As we discussed last summer, the Oscar for best picture is moving from a field of 5 to a field of 10, and the vote is done by instant runoff. Here's the 2009 best picture nominees, vs. IMDB's "Top Rated Titles".

  • Avatar
  • The Blind Side
  • District 9
  • An Education
  • The Hurt Locker
  • Inglorious Basterds
  • Precious: Based on the Novel ‘Push’ by Sapphire
  • A Serious Man
  • Up
  • Up in the Air
  1. Avatar
  2. Up
  3. Inglorious Basterds
  4. District 9
  5. Fantastic Mr. Fox
  6. Star Trek

The IMDB list is a little truncated, since they only list by decade, and only the top 50 of the decade, so its hard to find IMDB's best 10 films for any one year (maybe they don't want to step on the Academy's toes). You'll note, there's a good amount of overlap this year, which isn't too surprising since the nomination step uses a "name five" approval-style ballot, in which each voter names up to five films, without ranking them. The ten most-often-named films become the nominees. Top-5 is mathematically similar to IMDB's score-based voting system; at least, the two are more similar to each other than either is to the instant runoff voting (IRV) used for the final round.

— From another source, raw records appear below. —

PR #92720, opened 2020-07-01
kubeadm: add --port=0 for kube-controller-manager and kube-scheduler

### LINKED ISSUE #2202: kubeadm serves kube-scheduler and kube-controller metrics insecurely
kubeadm serves kube-scheduler and kube-controller manager metrics insecurely outside of localhost, as reported here:
https://kubernetes.slack.com/archives/C2P1JHS2E/p1593237397449300

i need to double check this myself, but it feels like our --bind-address=127.0.0.1 is not sufficient to disable that.

for example:
`curl http://public-ip:10252/metrics`

flag refs:
https://kubernetes.io/docs/reference/command-line-tools-reference/kube-controller-manager/
https://kubernetes.io/docs/reference/command-line-tools-reference/kube-scheduler/

neolit123:

Kubeadm setup of kube-controller-manager and kube-scheduler is
lacking the --port=0 option which caused the component to enable
the insecure port by default and serve insecurely on the default
node interface.

Add --port=0 by default to both components. Users are still allowed
the explicitly set the flag (via extraArgs), which allows them
to override this default kubeadm behavior and enable the insecure port.

NOTE: the flag is deprecated and should be removed from kubeadm manifests
once it's removed from core.

Fixes kubernetes/kubeadm#2202
xref https://github.com/kubernetes/kubeadm/issues/2207

NONE

```release-note
kubeadm: add the deprecated flag --port=0 to kube-controller-manager and kube-scheduler manifests to disable insecure serving. Without this flag the components by default serve (e.g. /metrics) insecurely on the default node interface (controlled by --address). Users that wish to override this behavior and enable insecure serving can pass a custom --port=X via kubeadm's "extraArgs" mechanic for these components.
```

```docs

```

### DIFF
--- a/cmd/kubeadm/app/phases/controlplane/manifests.go
+++ b/cmd/kubeadm/app/phases/controlplane/manifests.go
@@ -322,6 +322,7 @@ func getControllerManagerCommand(cfg *kubeadmapi.ClusterConfiguration) []string 
 	caFile := filepath.Join(cfg.CertificatesDir, kubeadmconstants.CACertName)
 
 	defaultArguments := map[string]string{
+		"port":                             "0",
 		"bind-address":                     "127.0.0.1",
 		"leader-elect":                     "true",
 		"kubeconfig":                       kubeconfigFile,
@@ -392,6 +393,7 @@ func getControllerManagerCommand(cfg *kubeadmapi.ClusterConfiguration) []string 
 func getSchedulerCommand(cfg *kubeadmapi.ClusterConfiguration) []string {
 	kubeconfigFile := filepath.Join(kubeadmconstants.KubernetesDir, kubeadmconstants.SchedulerKubeConfigFileName)
 	defaultArguments := map[string]string{
+		"port":                      "0",
 		"bind-address":              "127.0.0.1",
 		"leader-elect":              "true",
 		"kubeconfig":                kubeconfigFile,
--- a/cmd/kubeadm/app/phases/controlplane/manifests_test.go
+++ b/cmd/kubeadm/app/phases/controlplane/manifests_test.go
@@ -588,6 +588,7 @@ func TestGetControllerManagerCommand(t *testing.T) {
 			},
 			expected: []string{
 				"kube-controller-manager",
+				"--port=0",
 				"--bind-address=127.0.0.1",
 				"--leader-elect=true",
 				"--kubeconfig=" + kubeadmconstants.KubernetesDir + "/controller-manager.conf",
@@ -612,6 +613,7 @@ func TestGetControllerManagerCommand(t *testing.T) {
 			},
 			expected: []string{
 				"kube-controller-manager",
+				"--port=0",
 				"--bind-address=127.0.0.1",
 				"--leader-elect=true",
 				"--kubeconfig=" + kubeadmconstants.KubernetesDir + "/controller-manager.conf",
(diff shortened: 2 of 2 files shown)


SataQiu (approved):
/lgtm
/retest

/hold 
feel free to cancel when ready

rosti (approved):
Thanks @neolit123 !
/lgtm

This fixes kubernetes/kubeadm#2202 (not #2202).

scoopex:
I upgraded vom kuberntes 1.16 over 1.17.9 to 1.18.6.
It seems that my cluster runs fine, but is see the following bad component status (failing healthchecks)

```
# kubectl get componentstatuses 
NAME                 STATUS      MESSAGE                                                                                     ERROR
scheduler            Unhealthy   Get http://127.0.0.1:10251/healthz: dial tcp 127.0.0.1:10251: connect: connection refused   
controller-manager   Unhealthy   Get http://127.0.0.1:10252/healthz: dial tcp 127.0.0.1:10252: connect: connection refused   
etcd-1               Healthy     {"health":"true"}                                                                           
etcd-0               Healthy     {"health":"true"}                                                                           
etcd-2               Healthy     {"health":"true"}
```

I doesn't seem that your change is a good idea, because this breaks the "kubectl get componentstatuses".

Modifying the deployment yamls for scheduler and controller-manager (/etc/kubernetes/manifests/kube-scheduler.yaml, /etc/kubernetes/manifests/kube-controller-manager.yaml) on every controller node, adding the missing ports in the "—port=0" an applying the change configuration get component status back to work properly.
But i am almost sure that this is not the way to solve that correctly.

Nevertheless component status not seems to be a really good verification mechanism, because it simply returns  the status of the local scheduler or controller-manager but return the status of all etcd instances.
Is there a better possibility to monitor these components?

neolit123:
> I doesn't seem that your change is a good idea, because this breaks the "kubectl get componentstatuses".

"componentstatuses" should not be used in general.
but this PR should fix that problem:
https://github.com/kubernetes/kubernetes/pull/93171

> Nevertheless component status not seems to be a really good verification mechanism, because it simply returns the status of the local scheduler or controller-manager but return the status of all etcd instances.
Is there a better possibility to monitor these components?

it also doesn't work for multiple etcd nodes.
the alternative is to use kubectl (to probe control-plane Pods) / etcdctl (to probe the etcd cluster).

scoopex:
Thank you, very much. 
Breaking existing mechanisms without announcing that and without having a replacement is not a good idea :-)
The mentioned PR https://github.com/kubernetes/kubernetes/pull/93208 seems to help.

neolit123:
the change was announced in the 1.16.13 changelog:
https://github.com/kubernetes/kubernetes/blob/master/CHANGELOG/CHANGELOG-1.16.md#bug-or-regression
but we missed the requirement for the additional change in https://github.com/kubernetes/kubernetes/pull/93208

liruishan:
@neolit123 ，I have a question, if --port=0 is set, then the corresponding service is meaningless：
[root@master1 manifests]# kubectl describe svc -n kube-system kube-controller-manager
Name:              kube-controller-manager
Namespace:         kube-system
Labels:            k8s-app=kube-controller-manager
Annotations:       prometheus.io/port: 10252
                   prometheus.io/scrape: true
Selector:          component=kube-controller-manager
Type:              ClusterIP
IP:                None
IPFamily:          IPv4
Port:              http-metrics  10252/TCP
TargetPort:        10252/TCP
Endpoints:         192.168.1.36:10252
Session Affinity:  None
Events:            <none>

neolit123:
The service should not be present in newer k8s versions I assume.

But which picture will win? It's tempting to say Avatar, since it's IMDB's top rated film of the year, but we know that IRV has somewhere between a 5 and 15% chance to exhibit non-monotonic behavior, in which the true first-choice is eliminated before the final round. And that's with three strong contenders; the odds get worse the more there are, and I think at least four of these can be considered "strong contenders".

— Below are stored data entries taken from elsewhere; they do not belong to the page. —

PR #71174, opened 2018-11-17
Restore bootstrap in the background with fix to preserve kubeadm behavior

smarterclayton:
This restores the revert of #69890 due to a failure in kubeadm.

fixes https://github.com/kubernetes/kubernetes/issues/68686

kubeadm depends on being able to give the kubelet a high powered cert as `--kubeconfig` on the master and expects the kubelet to rotate that cert.  For now, preserve the behavior, even though this doesn't improve security on the masters (being able to read root owned files off the master is not a critical part of our threat model).   Add comments and a test to ensure this is clearly required.

```release-note
When a kubelet is using --bootstrap-kubeconfig and certificate rotation, it no longer waits for bootstrap to succeed before launching static pods.
```

PR #92727, opened 2020-07-01
avoid Kubelet request API Server anonymously before client certificate bootstrap finished

answer1991:
**What type of PR is this?**

/kind bug

Kubelet client certificate manager bootstrap certificate in background. Before the client certificate bootstrap finished, Kubelet always try to connect to API Server anonymously.

Thanks to all most Kubelet components writtern as controller mode,  Kubelet will re-try immediately if API Server reject the Kubelet anonymous request. And in most situation, Kubelet will connect to API Server successfully if certificate bootstrap finished and work normally.

However, API Server receives abnormal requests and may misleading cluster admin.

None

None

```release-note
avoid Kubelet request API Server anonymously before client certificate bootstrap finished
```

```docs

```

### DIFF
--- a/cmd/kubelet/app/server.go
+++ b/cmd/kubelet/app/server.go
@@ -874,6 +874,18 @@ func buildKubeletClientConfig(ctx context.Context, s *options.KubeletServer, nod
 		klog.V(2).Info("Starting client certificate rotation.")
 		clientCertificateManager.Start()
 
+		// we should wait certificate manager to finish client certificate bootstrap, otherwise Kubelet always try to connect
+		// to API Server anonymously before client certificate bootstrap finished.
+		if err := wait.PollImmediateUntil(100*time.Millisecond, func() (done bool, err error) {
+			if clientCertificateManager.Current() != nil {
+				return true, nil
+			}
+
+			return false, nil
+		}, ctx.Done()); err != nil {
+			return nil, nil, fmt.Errorf("bootstrap Kubelet client certificate timeout: %v", err)
+		}
+
 		return transportConfig, closeAllConns, nil
 	}
 


alejandrox1 (commented):
This looks good!
/ok-to-test
/priority important-longterm

answer1991:
/retest

I think the fix is a little tricky. We may consider add a new function in certificate manager like `CertificateBootstrapDone()` to tell us if certificate bootstrap done.

cmd/kubelet/app/server.go
```diff
@@ -870,6 +870,18 @@ func buildKubeletClientConfig(s *options.KubeletServer, nodeName types.NodeName)
 		klog.V(2).Info("Starting client certificate rotation.")
 		clientCertificateManager.Start()
 
+		// we should wait certificate manager to finish client certificate bootstrap, otherwise Kubelet always try to connect
+		// to API Server anonymously before client certificate bootstrap finished.
+		if err := wait.PollImmediate(100*time.Millisecond, 5*time.Minute, func() (done bool, err error) {
```
answer1991, line 875: After #92786 merged, I would like use context to poll certificate ready

answer1991:
/hold 

After #92786 merged, I will change it to use context to poll certificate ready.

answer1991:
/hold cancel
/assign @liggitt 

Could you help review this? thanks

cmd/kubelet/app/server.go
```diff
@@ -874,6 +874,18 @@ func buildKubeletClientConfig(ctx context.Context, s *options.KubeletServer, nod
 		klog.V(2).Info("Starting client certificate rotation.")
 		clientCertificateManager.Start()
 
+		// we should wait certificate manager to finish client certificate bootstrap, otherwise Kubelet always try to connect
+		// to API Server anonymously before client certificate bootstrap finished.
+		if err := wait.PollImmediateUntil(100*time.Millisecond, func() (done bool, err error) {
```
liggitt, line 879: I'm pretty sure blocking here would prevent a self-hosted kubelet (where the kube-apiserver was run as a static pod by the kubelet) from ever initializing. The function explicitly logs "Client rotation is on, will bootstrap in background"

liggitt: see https://github.com/kubernetes/kubernetes/pull/71174/files#diff-e0160f895346669c2e4495acfd858ea7R759

answer1991:
@liggitt Thanks for taking a look.

I found if `RotateCertificates` is disable(`--rotate-certificates==false`), then Kubelet will block in initializing before certificate bootstrap finished. see:

https://github.com/kubernetes/kubernetes/blob/70e09f2c24f170f985e4a6d7cf7101e32c97ea2a/cmd/kubelet/app/server.go#L880-L885

liggitt:
> I found if `RotateCertificates` is disable(`--rotate-certificates==false`), then Kubelet will block in initializing before certificate bootstrap finished.

That's a good catch, but we need a fix that moves that scenario (`--rotate-certificates==false --bootstrap-kubeconfig=...`) into a background goroutine, not one that fails and returns an error that would prevent kubelet startup. We clearly also need a test case around that scenario.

But what does "true first-choice" mean? For me, it means consensus. If you put all the Academy voters in a room and told them to watch a movie, which movie would engender the greatest total happiness for the crowd? That's the question that score voting (and IMDB) asks. But supporters of IRV instead speak of something they call "core support"; they say that it's most important for a winner to have a large following of fanatics, voters who like them best of all. They don't use the word "fanatic", but it's appropriate. Instant runoff repeatedly removes the choice with the fewest fanatic followers and shuffles them off to their next favorite group; it's fair to call them fanatics because other options that you may also like are never considered until your number-one is eliminated. In other words, IRV doesn't offer you much of an opportunity to offer a compromise, because its almost always the compromise that gets eliminated by non-monotonic behavior. So the question is, is Avatar a compromise? Does it make everyone mostly happy, or does it make only a few people very happy? Luckily, IMDB records that data too! Maybe we'll examine that next time.

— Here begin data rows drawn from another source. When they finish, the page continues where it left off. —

PR #92729, opened 2020-07-01
Fix searching for licenses in single-segment modules

### LINKED ISSUE #92728: LICENSES/vendor/go.opencensus.io/LICENSE is not present
**What happened**:

Running `hack/update-vendor-licenses.sh` manually includes this file in LICENSES.

Running `hack/verify-vendor-licenses.sh` complains if it is present.

The file was incorrectly dropped in https://github.com/kubernetes/kubernetes/pull/91366/files#r448584903

This needs to be resolved before 1.19 ships

/priority important-soon
/milestone v1.19
/cc @munnerz @thockin

liggitt:
/kind bug

Fixes #92728

```release-note
NONE
```

/cc @dims

### DIFF
--- a/hack/update-vendor-licenses.sh
+++ b/hack/update-vendor-licenses.sh
@@ -197,14 +197,14 @@ for PACKAGE in $(go list -m -json all | jq -r .Path | sort -f); do
     continue
   fi
   # Skip a directory if 1) it has no files and 2) all the subdirectories contain a go.mod file.
-  if [[ -z "$(find "${DEPS_DIR}/${PACKAGE}" -mindepth 1 -maxdepth 1 -type f)" ]]; then
+  if [[ -z "$(find "${DEPS_DIR}/${PACKAGE}/" -mindepth 1 -maxdepth 1 -type f)" ]]; then
       misses_go_mod=false
       while read -d "" -r SUBDIR; do
           if [[ ! -e "${SUBDIR}/go.mod" ]]; then
               misses_go_mod=true
               break
           fi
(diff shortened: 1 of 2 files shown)


munnerz:
😅 

/lgtm

dims:
good one.

thanks @liggitt 

/approve
/lgtm

hack/update-vendor-licenses.sh
```diff
@@ -197,14 +197,14 @@ for PACKAGE in $(go list -m -json all | jq -r .Path | sort -f); do
...
-  if [[ -z "$(find "${DEPS_DIR}/${PACKAGE}" -mindepth 1 -maxdepth 1 -type f)" ]]; then
+  if [[ -z "$(find "${DEPS_DIR}/${PACKAGE}/" -mindepth 1 -maxdepth 1 -type f)" ]]; then
       misses_go_mod=false
       while read -d "" -r SUBDIR; do
           if [[ ! -e "${SUBDIR}/go.mod" ]]; then
               misses_go_mod=true
               break
           fi
-      done < <(find "${DEPS_DIR}/${PACKAGE}" -mindepth 1 -maxdepth 1 -type d -print0)
+      done < <(find "${DEPS_DIR}/${PACKAGE}/" -mindepth 1 -maxdepth 1 -type d -print0)
```
munnerz, line 207: A heads up that this does technically change the value of `SUBDIR` in the loop (although in an inconsequential way) because `find` will *always* append a `/` to the given path: https://github.com/kubernetes/kubernetes/pull/92735/files#r448662042

munnerz:
Really couldn't think of the most appropriate sig for this, and it needs merging, so...

/sig architecture
? 🤷‍♂️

Also, remember that the Academy hates science fiction, and animation. In which case, maybe Inglorious Basterds has a good chance...


  1. Huh? You want a "compromise choice" who might be no one's first choice and only can win if Academy voter hurt their first choice by indicating support for others? That flies against Academy history of what it wants -- a film that at least some members are passionate about.

    Preferential voting is a good compromise between plurality and other systems that make one's first choice little more important than one's second choice.

  2. Yes. I would want a compromise who might be no one's first choice. But it might also be no one's last choice; that's the essence of compromise.

    But this idea of "hurting your first choice" is precisely what I'm referring to when I say IRV empowers fanaticism. And fanaticism is what drives "us-versus-them" partisanship, precisely because it blinds you to compromise. It plays right into the "lesser of two evils" strategy, which is the reason that IRV tends to have the same bad outcomes as plurality voting.

    Submitting to compromise isn't weakness; it's the right way to do democracy. But since IRV only looks at one entry on each ballot at a time, it cannot find a compromise, just like plurality. Furthermore, I don't care if "my first choice" is hurt by my ballot, I care if I am hurt, and with IRV's inability to acknowledge my compromise options throughout the tallying process, I am more likely to end up with my least preferred outcome.

    This is all, perhaps, less important when it comes to movies. After all, it's just some silly statue, and it's not like Hollywood has two well-defined factions that year after year support the same kinds of movies, which would tend to multiply the negative effects of IRV. But I'm not worried about Hollywood, I'm worried about Washington D.C., and every town hall in every city across the country.

    Now, your last paragraph is, I'm afraid, complete gibberish.

    IRV and preferential voting are not synonyms. Preferential voting can also refer to Condorcet methods, Borda count, cumulative voting, and a dozen more; and I don't know what you're referring to when you attack "systems that makes one's first choice little more important that one's second choice," since all preferential systems are impacted differently by the relative ranking of choices within them; so it sounds like you're saying "A is a good compromise between B and the worst examples of A."

    Meanwhile, approval voting and score voting (which are what I'm advocating for) don't even have explicit ranked choices, which makes your statement seem rather nonsensical when applied to them.

  3. For anyone looking to maybe make a little money applying what I wrote in this poist, District 9, Up, and Inglorious Basterds are all underpriced on; and/or The Hurt Locker is overpriced. Assuming movie-people think like internet-people, of course.